• [Exercise requirements]: Using the listing that follows, report how many lines include the word "utils", and add no other words.

• [Supplied entries]:
————————

PR #4918, opened 2016-01-19
[rfr][feature] Update S3 addon to ExternalAccounts [OSF-4936]

mfraezz:
Purpose
=======
To support coming APIv2 addon management, we're updating all of our addon models to utilize the ExternalAccount/Provider architecture. 

Changes
=======
* Update S3 to use `ExternalAccount`
* Dataverse-style modal added for credential creation, for cross-addon UX consistency
* Update frontend/tests/etc accordingly

Side Effects
==========
~~Method for assignment of `provider_id` and `display_name` on `ExternalAccount` objects may require further consideration. It's possible for the migration script to assign them as `user._id` and `user.fullname` from their OSF account if the S3 credentials are invalid, though during normal creation they would be assigned as `<s3_canonical_user_id>` and
 `'S3User<[...]{}>'.format(provider_id[-10:])`, because the canonical ID is guaranteed to exist and be accessible then, or account creation would fail. Consider not migrating invalid accounts.~~ 
Invalid accounts not migrated.

Migration Steps
---------------------
`python -m scripts.s3.migrate_to_external_accounts`

[#OSF-4936]


scripts/s3/migrate_to_external_accounts.py
```diff
@@ -0,0 +1,345 @@
...
+ENCRYPT_UPLOADS = s3_settings.ENCRYPT_UPLOADS_DEFAULT
+
+# set of {ExternalAccount._id: [old_user_settings._id, ...]} mappings
+# with invalid credentials, for logging purposes
+invalid_oauth_creds = {}
+
+
+def verify_user_settings_documents(user_document):
+    try:
+        assert_in('_id', user_document)
```
sloria: I don't think we install nose in production environments. You can just use plain `assert` statements instead.

mfraezz: Past migration scripts have used nose asserts, but I can change it.

sloria: I think we installed nose on the Linode server, but now that OSF is dockerized, `nose` won't get installed

mfraezz: Ah, I see. I'll update this, then.

samanehsan:
Should the authorizing user's name be listed here instead?  
screen shot 2016-01-26 at 11 32 44 am

mfraezz:
@samanehsan, S3's API doesn't provide any information about the user other than `<canonical_user_id>`. Because multiple OSF users can share the same S3 account, it wouldn't make sense to have `User B` authorize S3 and see `Authorized by User A`. I spoke with @sloria about this as it related to the migration script as well.

website/addons/s3/static/user-cfg.js
```diff
@@ -1,61 +1,11 @@
...
-var bootbox = require('bootbox');
-var AddonHelper = require('js/addonHelper');
-var language = require('js/osfLanguage').Addons.s3;
+// Endpoint for S3 user settings
+var url = '/api/v1/settings/s3/accounts/';
 
-$('#s3RemoveAccess').on('click', function() {
-    bootbox.confirm({
-        title: 'Disconnect S3 Account?',
-        message: language.confirmDeauth,
```
samanehsan: Can you remove this code as well, since `language.confirmDeauth` is no longer being used?  https://github.com/CenterForOpenScience/osf.io/blob/develop/website/static/js/osfLanguage.js#L74-#L78

website/addons/s3/static/user-cfg.js
```diff
@@ -1,61 +1,11 @@
...
-        buttons:{
-            confirm:{
-                label:'Disconnect',
-                className:'btn-danger'
-            }
-        }
-    });
-});
+var s3ViewModel = new S3ViewModel(url);
+$osf.applyBindings(s3ViewModel, '#s3AddonScope');
```
samanehsan: Why not initialize `S3UserConfig`, which instantiates `S3ViewModel` and does `applyBindings`?

website/addons/s3/static/s3UserConfig.js
```diff
@@ -0,0 +1,205 @@
...
+                access_key: self.accessKey,
+                secret_key: self.secretKey,
+            })
+        ).done(function() {
+            self.clearModal();
+            $modal.modal('hide');
+            self.updateAccounts();
+
+        }).fail(function(xhr, textStatus, error) {
+            var errorMessage = (xhr.status === 401) ? language.authInvalid : language.authError;
```
samanehsan: `authInvalid` and `authError` are missing from `Addons.s3` in `osfLanguage.js`

website/addons/s3/static/s3UserConfig.js
```diff
@@ -0,0 +1,205 @@
...
+        }).done(function (response) {
+            self.accounts($.map(response.accounts, function(account) {
+                var externalAccount =  new ExternalAccount(account);
+                externalAccount.accessKey = account.oauth_key;
+                externalAccount.secretKey = account.oauth_secret;
+                return externalAccount;
+            }));
+            $('.addon-auth-table').osfToggleHeight({height: 140});
+        }).fail(function (xhr, textStatus, error) {
+            self.changeMessage(language.userSettingsError, 'text-danger');
```
samanehsan: Same as above, `userSettingsError` is not in `Addons.s3` in `osfLanguage.js`

website/addons/s3/static/s3UserConfig.js
```diff
@@ -0,0 +1,205 @@
...
+
+function ViewModel(url) {
+    var self = this;
+
+    self.properName = 'Amazon S3';
+    self.accessKey = ko.observable();
+    self.secretKey = ko.observable();
+    self.account_url = '/api/v1/settings/s3/accounts/';
+    // Whether the initial data has been loaded
+    self.loaded = ko.observable(false);
```
samanehsan: I don't see `self.loaded` getting used anywhere. Can it be removed?

website/addons/s3/static/s3UserConfig.js
```diff
@@ -0,0 +1,205 @@
...
+                url: url,
+                status: status,
+                error: error
+            });
+        });
+        return request;
+    };
+
+    /** Change the flashed status message */
+    self.changeMessage = function(text, css, timeout) {
```
samanehsan: Can you include the `ChangeMessageMixin` in this view model instead of re-defining the change message functions? https://github.com/CenterForOpenScience/osf.io/blob/develop/website/static/js/changeMessage.js#L11

website/addons/s3/static/s3UserConfig.js
```diff
@@ -0,0 +1,205 @@
...
+
+    /** Reset all fields from S3 credentials input modal */
+    self.clearModal = function() {
+        self.message('');
+        self.messageClass('text-info');
+        self.accessKey(null);
+        self.secretKey(null);
+    };
+
+    self.updateAccounts = function() {
```
samanehsan: How is `self.updateAccounts` different from `self.fetch`? They both appear to be making a `GET` request to `'/api/v1/settings/s3/accounts/'` and creating a new `ExternalAccount` for each.

website/addons/s3/static/s3UserConfig.js
```diff
@@ -0,0 +1,205 @@
...
+            setTimeout(function() {
+                self.message('');
+                self.messageClass('text-info');
+            }, timeout);
+        }
+    };
+
+    // Update observables with data from the server
+    self.fetch = function() {
+        $.ajax({
```
samanehsan: From the cosdev docs: "When doing AJAX requests or other async work, it’s often useful to return a promise": http://cosdev.readthedocs.org/en/latest/style_guides/javascript.html#promises

website/addons/s3/static/s3UserConfig.js
```diff
@@ -0,0 +1,205 @@
...
+                error: error
+            });
+        });
+        return request;
+    };
+
+    /** Send POST request to authorize S3 */
+    self.sendAuth = function() {
+        // Selection should not be empty
+        if( !self.accessKey() && !self.secretKey() ){
```
samanehsan: I wouldn't consider this a blocker, but instead of checking all of these conditions, you can add validators to the knockout observables. E.g:

```
self.accessKey = ko.observable().extend({
     required: {
           message: 'Please enter an API access key'
}
```

`citationsList.js` is a good example of a VM that uses knockout validation

website/addons/s3/templates/s3_node_settings.mako
```diff
@@ -64,20 +73,6 @@
       </div>
       </div>
     </div>
-    <div data-bind="if: showCreateCredentials">
```
samanehsan: It looks like this was the only place `showCreateCredentials` was being used. Can you remove it from the `s3NodeConfig` view model?

website/addons/s3/static/s3NodeConfig.js
```diff
@@ -209,37 +214,101 @@ ViewModel.prototype._importAuthConfirm = function() {
...
-ViewModel.prototype.importAuth = function() {
+ViewModel.prototype.connectExistingAccount = function(accountId) {
     var self = this;
-    bootbox.confirm({
-        title: 'Import S3 credentials?',
-        message: 'Are you sure you want to authorize this project with your S3 credentials?',
-        callback: function(confirmed) {
-            if (confirmed) {
-                return self._importAuthConfirm();
+    $osf.putJSON(
```
samanehsan: Functions that do AJAX requests should return a promise: 
http://cosdev.readthedocs.org/en/latest/style_guides/javascript.html#promises

Can you also make this change for `ViewModel.prototype.importAuth`?

website/addons/s3/provider.py
```diff
@@ -0,0 +1,21 @@
+from website.addons.s3.serializer import S3Serializer
+
+class S3Provider(object):
+    """An alternative to `ExternalProvider` not tied to OAuth"""
+
+    name = 'Amazon S3'
+    short_name = 's3'
+    provider_name = 's3'
```
samanehsan: Why is there a `provider_name` in addition to `name` and `short_name`?

website/addons/s3/tests/factories.py
```diff
@@ -0,0 +1,34 @@
+# -*- coding: utf-8 -*-
+"""Factory boy factories for the Box addon."""
```
samanehsan: This should say "s3" instead of "box"

website/addons/s3/tests/factories.py
```diff
@@ -0,0 +1,34 @@
...
+import mock
+from datetime import datetime
+from dateutil.relativedelta import relativedelta
```
samanehsan: It looks like `mock`, `datetime` and `relativedelata` are not used and can be removed

website/addons/s3/tests/test_serializer.py
```diff
@@ -0,0 +1,66 @@
...
+from website.addons.base.testing.serializers import StorageAddonSerializerTestSuiteMixin
+from website.addons.s3.tests.factories import S3AccountFactory
+from website.addons.s3.serializer import S3Serializer
+
+from tests.base import OsfTestCase
+
+
+class TestS3Serializer(StorageAddonSerializerTestSuiteMixin, OsfTestCase):
+    required_settings = ('userIsOwner', 'nodeHasAuth', 'urls', 'userHasAuth',)
+    required_settings_authorized = ('ownerName', )
```
samanehsan: Do `required_settings` and `required_settings_authorized` need to be defined here? They are already defined in `StorageAddonSerializerTestSuiteMixin`

website/addons/s3/tests/test_view.py
```diff
@@ -9,52 +9,35 @@
 from tests.base import OsfTestCase, get_default_metaschema
 from tests.factories import ProjectFactory, AuthUserFactory
 
+from website.addons.base import testing
+from website.addons.s3.provider import S3Provider
```
samanehsan: I looks like `S3Provider`, `BUCKET_LOCATIONS` and `OsfTestCase` are not being used and can be removed

website/addons/s3/tests/test_view.py
```diff
@@ -219,185 +121,63 @@ def test_user_settings_cant_list(self, mock_can_list):
...
-    def test_s3_node_import_auth_unauthorized(self):
-        url = self.project.api_url_for('s3_node_import_auth')
-        self.node_settings.deauthorize(auth=None, save=True)
-        unauthorized = AuthUserFactory()
-        res = self.app.post(url, auth=unauthorized.auth, expect_errors=True)
-        assert_equal(res.status_code, 403)
+    ## Overrides ##
+
+    @mock.patch('website.addons.s3.views.utils.get_bucket_names')
+    def test_folder_list(self, mock_names):
```
samanehsan: Should this test send a request to the `s3_folder_list` endpoint? Right now it's overriding `TestS3Views.test_folder_list()` but is not making any assertions.

website/addons/s3/tests/test_view.py
```diff
@@ -219,185 +121,63 @@ def test_user_settings_cant_list(self, mock_can_list):
...
-
     def test_s3_remove_node_settings_owner(self):
-        url = self.node_settings.owner.api_url_for('s3_delete_node_settings')
+        url = self.node_settings.owner.api_url_for('s3_deauthorize_node')
         ret = self.app.delete(url, auth=self.user.auth)
-
-        assert_equal(ret.json['has_bucket'], False)
-        assert_equal(ret.json['node_has_auth'], False)
+        result = self.Serializer().serialize_settings(node_settings=self.node_settings, current_user=self.user)
+        assert_equal(result['hasBucket'], False)
```
samanehsan: Why was this changed from checking `ret`?

website/addons/s3/tests/test_model.py
```diff
@@ -6,179 +6,90 @@
 from tests.factories import UserFactory, ProjectFactory
 
 from framework.auth import Auth
-from website.addons.s3.model import AddonS3NodeSettings, AddonS3UserSettings
+from website.addons.base.testing import models
+from website.addons.s3.model import S3NodeSettings, S3UserSettings
```
samanehsan: `S3UserSettings` and `UserFactory` are not being used and can be removed. Same with `from boto.s3.connection import *` (not shown in the diff)

samanehsan:
Can you add tests for `s3/migrate_to_external_accounts.py`?

samanehsan:
Also, it looks like there are merge conflicts that need to be resolved :octocat:

scripts/s3/migrate_to_external_accounts.py
```diff
@@ -0,0 +1,332 @@
...
+            broken_user_settings.append(user_settings_document['_id'])
+            continue
+        if not user_settings_document['access_key'] or not user_settings_document['secret_key']:
+            logger.info(
+                "Found addons3usersettings document (id:{0}) with incomplete or no oauth credentials. It will not be migrated.".format(user_settings_document['_id'])
+            )
+            user_no_oauth_creds.append(user_settings_document['_id'])
+            continue
+        external_account, user, new = migrate_to_external_account(user_settings_document)
+        if not external_account:
```
samanehsan: When would `external_account` be `None`? In `migrate_to_external_account`, it looks like if no EA is found, it will get created.

scripts/s3/migrate_to_external_accounts.py
```diff
@@ -0,0 +1,332 @@
...
+    user_id = utils.get_user_id(access_key=user_settings_document['access_key'], secret_key=user_settings_document['secret_key'])
+    user = User.load(user_settings_document['owner'])
+    if not user_id:
+        return (None, None, None)
+    else:
+        display_name = 'S3User<[...]>{}'.format(user_id[-10:])
+
+    new = False
+    try:
+        external_account = ExternalAccount.find(Q('provider_id', 'eq', user_id))[0]
```
samanehsan: Will this query ever return more than one EA?

scripts/s3/migrate_to_external_accounts.py
```diff
@@ -0,0 +1,332 @@
...
+            )
+        )
+
+    if dry_run:
+        raise RuntimeError('Dry run, transaction rolled back.')
+
+
+def main():
+    dry_run = False
+    remove_old = True
```
samanehsan: The `remove_old` flag isn't being used anywhere -- should it be?

samanehsan:
I tested the migration script and it looks good! One thing I noticed was that the node settings looked pretty weird...but then looked fine after refreshing the page so I'm not sure how much of an issue that is.

samanehsan:
Done with first pass @mfraezz! :snowflake:

website/addons/s3/tests/test_view.py
mfraezz: It's overriding `addons.base.testing.views.OAuthAddonConfigViewsTestCaseMixin.test_folder_list` for the sake of mocking an outgoing API call, and then performing [that test](https://github.com/CenterForOpenScience/osf.io/blob/develop/website/addons/base/testing/views.py#L196-L205)

website/addons/s3/tests/test_view.py
mfraezz: Because that view function no longer returns a JSON response, as it does not need to. `S3Serializer.serialize_settings` does effectively what the old `AddonS3NodeSettings.to_json` did.

scripts/s3/migrate_to_external_accounts.py
mfraezz: This was done mostly because error handling is more complicated for `find_one`, and this query is guaranteed to return at most one result.

scripts/s3/migrate_to_external_accounts.py
mfraezz: It would be `None` when the oauth credentials are invalid, which prevents the creation of an `ExternalAccount` and causes `migrate_to_external_account` to [`return (None, None, None)`](https://github.com/CenterForOpenScience/osf.io/pull/4918/files#diff-f62665d47342aa3f7d5f293328733b4eR69)

scripts/s3/migrate_to_external_accounts.py
mfraezz: Oh, no, I wasn't sure whether or not Steve wanted the old model data removed, but he eventually told me not to. I'll remove this.

mfraezz:
The fact that the node settings page looked funny was a likely a caching issue in your browser.

website/addons/s3/static/s3UserConfig.js
mfraezz: You're right, they're duplicate functions. I'll remove one.

website/addons/s3/static/s3UserConfig.js
mfraezz: It seems like the only way to do that and preserve all three messages would be to keep both the access and secret keys in the same observable, with the validator checking both to determine the correct message. This would mess up the data-binding in the template, however. I'm just going to leave it be for now.

website/addons/s3/provider.py
mfraezz: I thought it was required by one of the mixins, but it looks like it's not. I'll remove it.

website/addons/s3/static/user-cfg.js
mfraezz: :+1:

website/addons/s3/templates/s3_node_settings.mako
mfraezz: Fixed this a different way. `showCreateCredentials` and `showTokenCreateButton` had duplicated logic, removed `showTokenCreateButton` and used `showCreateCredentials` where it should be used.

mfraezz:
CR addressed, migration tests added, and conflicts resolved. :snowman: 

Back to you, @samanehsan

website/addons/s3/static/user-cfg.js
```diff
@@ -1,61 +1,10 @@
-'use strict';
+var S3ViewModel = require('./s3UserConfig.js').S3ViewModel;
```
samanehsan: Looks like this can be removed since it's no longer being used.

website/addons/s3/static/user-cfg.js
```diff
@@ -1,61 +1,10 @@
...
-        }
-    });
-    return false;
-}
-
-$(document).ready(function() {
-    $(window.contextVars.addonSettingsSelector).on('submit', AddonHelper.onSubmitSettings);
-});
+// Load initial S3 data
+s3UserConfig.viewModel.updateAccounts();
```
samanehsan: Since this happens when `s3UserConfig.viewModel` is initialized, maybe move it to the `S3ViewModel` constructor?

website/addons/s3/static/s3UserConfig.js
```diff
@@ -0,0 +1,171 @@
...
+
+    self.properName = 'Amazon S3';
+    self.accessKey = ko.observable();
+    self.secretKey = ko.observable();
+    self.account_url = '/api/v1/settings/s3/accounts/';
+    self.accounts = ko.observableArray();
+
+    // Flashed messages
+    self.message = ko.observable('');
+    self.messageClass = ko.observable('text-info');
```
samanehsan: if you put `ChangeMessageMixin.call(self);` in the constructor, you don't have to define `self.message` and `self.messageClass` either.

website/addons/s3/static/s3UserConfig.js
samanehsan: If there was no access key or secret key, then you could have both of those error messages appear instead of a custom third message. But what you currently have is okay too!

website/addons/s3/tests/test_model.py
samanehsan: Please also remove `from boto.s3.connection import *` if it's not being used!

samanehsan:
When connecting an S3 account on the node settings page, the error message in the "Connect an Amazon S3 Account" modal also appears on the project settings page below. Also, should these error messages be the same as on the user settings page?  

screen shot 2016-01-28 at 11 57 56 am

scripts/tests/test_s3_migrate_to_external_accounts.py
```diff
@@ -0,0 +1,196 @@
...
+        assert_equal(
+            node._backrefs['addons']['s3nodesettings']['owner'][0],
+            node_settings._id
+        )
+
+    def test_migrate(self):
+        migration.migrate(dry_run=False)
+        assert_equal(
+            S3UserSettings.find().count(),
+            6
```
samanehsan: Instead of hard-coding the number can you use the corresponding variables instead? It corresponds to the length of `self.linked_user_settings` +`self.unlinked_user_settings`, right?

scripts/tests/test_s3_migrate_to_external_accounts.py
```diff
@@ -0,0 +1,196 @@
...
+        )
+        assert_equal(
+            S3NodeSettings.find().count(),
+            4
```
samanehsan: Same as above. Is it the length of `self.node_settings_documents` + `self.node_settings_no_encrypt`?

samanehsan:
Done with second pass @mfraezz! :whale:

samanehsan:
Oh, one more thing! For some reason I'm still seeing the user name displayed as `S3User<[...]0123456789>:  
screen shot 2016-01-28 at 1 52 17 pm

mfraezz:
Regarding messages on the node settings page, they should in general be the same as on the user settings page, with a couple exceptions. I'll change it so that the messages are not duplicated on both the page and modal, though.

The old username is because the document was never removed from mongo -- disconnecting an account doesn't remove it from the db, only sets a `deleted` flag.

samanehsan:
Looks good @mfraezz! :tada: Done with CR1, but I think this could use another code review since it's such a large refactor :octocat:

website/addons/base/serializer.py
```diff
@@ -74,7 +74,7 @@ def user_is_owner(self):
             (
```
chrisseto: Additional parens

website/addons/s3/model.py
```diff
@@ -5,104 +5,82 @@
...
+    serializer = S3Serializer
 
     bucket = fields.StringField()
     encrypt_uploads = fields.BooleanField(default=ENCRYPT_UPLOADS_DEFAULT)
-    user_settings = fields.ForeignField(
-        'addons3usersettings', backref='authorized'
-    )
 
     @property
     def folder_name(self):
```
chrisseto: Is the property actually used?

website/addons/s3/model.py
```diff
@@ -5,104 +5,82 @@
...
+
+    @property
     def display_name(self):
         return u'{0}: {1}'.format(self.config.full_name, self.bucket)
 
+    def set_folder(self, folder_id, auth):
+        self.bucket = str(folder_id)
+        self.save()
+
+        self.nodelogger.log(action="bucket_linked", extra={'bucket': folder_id}, save=True)
```
chrisseto: Small but `folder_id` should be cast to a string here as well

website/addons/s3/model.py
```diff
@@ -5,104 +5,82 @@
...
-                'node': self.owner._id,
-            },
-            auth=Auth(user_settings.owner),
-        )
-        if save:
-            self.save()
+        self.nodelogger.log(action='node_authorized', save=save)
+
+    def clear_settings(self):
+        self.bucket = None
```
chrisseto: Clearing and deauthorizing are completely separate?

IE clearing does not deauthorize and deauthorizing does not clear?

website/addons/s3/serializer.py
```diff
@@ -0,0 +1,64 @@
...
+        user_settings = self.node_settings.user_settings or self.user_settings
+
+        result = {
+            'accounts': node.api_url_for('s3_account_list'),
+            'create_bucket': node.api_url_for('create_bucket'),
+            'import_auth': node.api_url_for('s3_import_auth'),
+            'create': node.api_url_for('s3_add_user_account'),
+            'deauthorize': node.api_url_for('s3_deauthorize_node'),
+            'bucket_list': node.api_url_for('s3_folder_list'),
+            'set_bucket': node.api_url_for('s3_get_config'),
```
chrisseto: I realize they are the same url, but this should be `'s3_set_config'`

website/addons/s3/serializer.py
```diff
@@ -0,0 +1,64 @@
...
+            'files': node.web_url_for('collect_file_trees'),
+        }
+        if user_settings:
+            result['owner'] = web_url_for('profile_view_id',
+                uid=user_settings.owner._primary_key)
```
chrisseto: `_id`

website/addons/s3/serializer.py
```diff
@@ -0,0 +1,64 @@
...
+        return result
+
+    def credentials_are_valid(self, user_settings):
+        if user_settings:
+            if len(user_settings.external_accounts) < 1:
+                return False
+            return any([utils.can_list(account.oauth_key, account.oauth_secret)
```
chrisseto: Small but if we do get to a point of having multiple addons this should be a for loop or generator. This will evaluate the entire list, possibly making unnecessary request.

website/addons/s3/views.py
```diff
@@ -0,0 +1,189 @@
...
+    """Verifies new external account credentials and adds to user's list"""
+    try:
+        access_key = request.json['access_key']
+        secret_key = request.json['secret_key']
+    except KeyError:
+        raise HTTPError(httplib.BAD_REQUEST)
+
+    if not (access_key and secret_key):
+        return {
+            'message': ('All the fields above are required.')
```
chrisseto: unnecessary parens

website/addons/s3/views.py
```diff
@@ -0,0 +1,189 @@
...
+        account.save()
+    except KeyExistsException:
+        # ... or get the old one
+        account = ExternalAccount.find_one(
+            Q('oauth_key', 'eq', access_key) &
+            Q('oauth_secret', 'eq', secret_key)
+        )
+    assert account is not None
+
+    if account not in auth.user.external_accounts:
```
chrisseto: If `external_accounts` is a foreign field this might not work all the time as @cwisecarver and myself found out.

website/addons/s3/views.py
```diff
@@ -0,0 +1,189 @@
...
+@must_have_permission('write')
+@must_have_addon(SHORT_NAME, 'user')
+@must_have_addon(SHORT_NAME, 'node')
+@must_be_addon_authorizer(SHORT_NAME)
+@must_not_be_registration
+def s3_set_config(node, auth, user_addon, node_addon, **kwargs):
+    """Saves selected bucket to node settings."""
+    # Fail if user settings not authorized
+    if not user_addon.has_auth:
+        raise HTTPError(httplib.BAD_REQUEST)
```
chrisseto: Should be `httplib.UNAUTHORIZED`

website/addons/s3/views.py
```diff
@@ -0,0 +1,189 @@
...
+
+    # If authorized, only owner can change settings
+    if node_addon.has_auth and node_addon.user_settings.owner != auth.user:
+        raise HTTPError(httplib.BAD_REQUEST)
```
chrisseto: Should be `httplib.FORBIDDEN`

website/addons/s3/views.py
```diff
@@ -0,0 +1,189 @@
...
+            'title': 'Invalid bucket location',
+        }, httplib.NOT_ACCEPTABLE
+
+    try:
+        utils.create_bucket(node_addon, bucket_name, bucket_location)
+    except exception.S3ResponseError as e:
+        return {
+            'message': e.message,
+            'title': 'Problem connecting to S3',
+        }, httplib.NOT_ACCEPTABLE
```
chrisseto: These should all be 400s. Unless its a pain to change the error handling code client side.

chrisseto:
@mfraezz Pass complete nothing major, mostly nitpicky

website/addons/s3/model.py
mfraezz: By Archiver

website/addons/s3/model.py
mfraezz: Clearing does not deauthorize, but deauthorizing clears.

website/addons/s3/views.py
mfraezz: As discussed in person, I don't think that's relevant for this case

mfraezz:
@chrisseto CR addressed, back to you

————————

• [Written solution]: 4